- [Work item] Set out exactly every line of the entries below, starting at the line that holds "to full face" and stopping after the line that holds "coarseElemIdx = this->lookUpData_.template".

[Saved entries]
PR #4983, opened 2023-11-09
Lookup NTG on Leaf Grid View

aritorto:
To support LGRs, the lookup of NTG has been updated, namely, for a leaf grid view cell, the ntg value is looked up via its parent cell (if existent), or its equivalent cell in level 0.  

Needs OPM/opm-grid#689 .

### DIFF
--- a/ebos/ecltransmissibility_impl.hh
+++ b/ebos/ecltransmissibility_impl.hh
@@ -101,6 +101,8 @@ EclTransmissibility(const EclipseState& eclState,
       , centroids_(centroids)
       , enableEnergy_(enableEnergy)
       , enableDiffusivity_(enableDiffusivity)
+      , lookUpData_(gridView)
+      , lookUpCartesianData_(gridView, cartMapper)
 {
     const UnitSystem& unitSystem = eclState_.getDeckUnitSystem();
     transmissibilityThreshold_  = unitSystem.parse("Transmissibility").getSIScaling() * 1e-6;
@@ -350,8 +352,11 @@ update(bool global, const std::function<unsigned int(unsigned int)>& map, const 
                                               axisCentroids),
                               permeability_[outsideElemIdx]);
 
-            applyNtg_(halfTrans1, insideFaceIdx, elemIdx, ntg);
-            applyNtg_(halfTrans2, outsideFaceIdx, outsideElemIdx, ntg);
+            auto coarseElemIdx = lookUpData_.template getFieldPropIdx<Grid>(elemIdx);;
+            auto coarseOutsideElemIdx = lookUpData_.template getFieldPropIdx<Grid>(outsideElemIdx);
+            
+            applyNtg_(halfTrans1, insideFaceIdx, coarseElemIdx, ntg);
+            applyNtg_(halfTrans2, outsideFaceIdx, coarseOutsideElemIdx, ntg);
 
             // convert half transmissibilities to full face
             // transmissibilities using the harmonic mean
@@ -469,8 +474,11 @@ update(bool global, const std::function<unsigned int(unsigned int)>& map, const 
                                                         axisCentroids),
                                         porosity_[outsideElemIdx]);
 
-                applyNtg_(halfDiffusivity1, insideFaceIdx, elemIdx, ntg);
-                applyNtg_(halfDiffusivity2, outsideFaceIdx, outsideElemIdx, ntg);
+                auto coarseElemIdx = this->lookUpData_.template getFieldPropIdx<Grid>(elemIdx);
+                auto coarseOutsideElemIdx = this-> lookUpData_.template getFieldPropIdx<Grid>(outsideElemIdx);
+
+                applyNtg_(halfDiffusivity1, insideFaceIdx, coarseElemIdx, ntg);
+                applyNtg_(halfDiffusivity2, outsideFaceIdx, coarseOutsideElemIdx, ntg);
 
                 //TODO Add support for multipliers
                 Scalar diffusivity;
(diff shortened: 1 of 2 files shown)


blattms:
This seems to be done differently than for other field properties. Maybe we should handle it consistently and make sure that the arrays are always of the size of elements on the leaf grid view?

E.g. in #4951 we made sure that we have arrays that live on the leaf grid view using `LookUpData::assignFieldPropsIntOnLeaf`, etc. . In a similar way there could be a `getFieldPropsDoubleOnLeaf` that returns the same as `eclState_.fieldProps().get_double(property_name)` without LGR and with LGR does project the values to an array on the leaf grid. The we would need to change only one line [ecltransmissibility_impl.hh#L158](https://github.com/OPM/opm-simulators/blob/ea9bc396570b38948b170b0c78c0ffb65974d617/ebos/ecltransmissibility_impl.hh#L158).

blattms:
There are some warnings about shadowed variables: https://ci.opm-project.org/job/opm-grid-PR-builder/478/gcc/

aritorto:
Indeed, thanks for noticing. We can use the existing method in one line.

aritorto:
jenkins build this please

ebos/ecltransmissibility_impl.hh
```diff
@@ -469,8 +474,8 @@ update(bool global, const std::function<unsigned int(unsigned int)>& map, const
                                                         axisCentroids),
                                         porosity_[outsideElemIdx]);
 
-                applyNtg_(halfDiffusivity1, insideFaceIdx, elemIdx, ntg);
-                applyNtg_(halfDiffusivity2, outsideFaceIdx, outsideElemIdx, ntg);
+                applyNtg_(halfDiffusivity1, insideFaceIdx, coarseElemIdx, ntg);
+                applyNtg_(halfDiffusivity2, outsideFaceIdx, coarseOutsideElemIdx, ntg);
```
blattms, line 478: Does this still work after the change above? I thought it should be elemIdx outsideElemIdx as before.

ebos/ecltransmissibility_impl.hh
```diff
@@ -1038,7 +1043,7 @@ applyNncMultreg_(const std::unordered_map<std::size_t,int>& cartesianToCompresse
     const auto& inputNNC = this->eclState_.getInputNNC();
     const auto& transMult = this->eclState_.getTransMult();
 
-    auto compressedIdx = [&cartesianToCompressed](const std::size_t globIdx)
+    auto compressedIdx = [&cartesianToCompressed, this](const std::size_t globIdx)
```
blattms, line 1046: "this" does not seem to be used. Please don't capture it.

ebos/ecltransmissibility_impl.hh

- [Completed task]
             // convert half transmissibilities to full face
             // transmissibilities using the harmonic mean
@@ -469,8 +474,11 @@ update(bool global, const std::function<unsigned int(unsigned int)>& map, const 
                                                         axisCentroids),
                                         porosity_[outsideElemIdx]);
 
-                applyNtg_(halfDiffusivity1, insideFaceIdx, elemIdx, ntg);
-                applyNtg_(halfDiffusivity2, outsideFaceIdx, outsideElemIdx, ntg);
+                auto coarseElemIdx = this->lookUpData_.template getFieldPropIdx<Grid>(elemIdx);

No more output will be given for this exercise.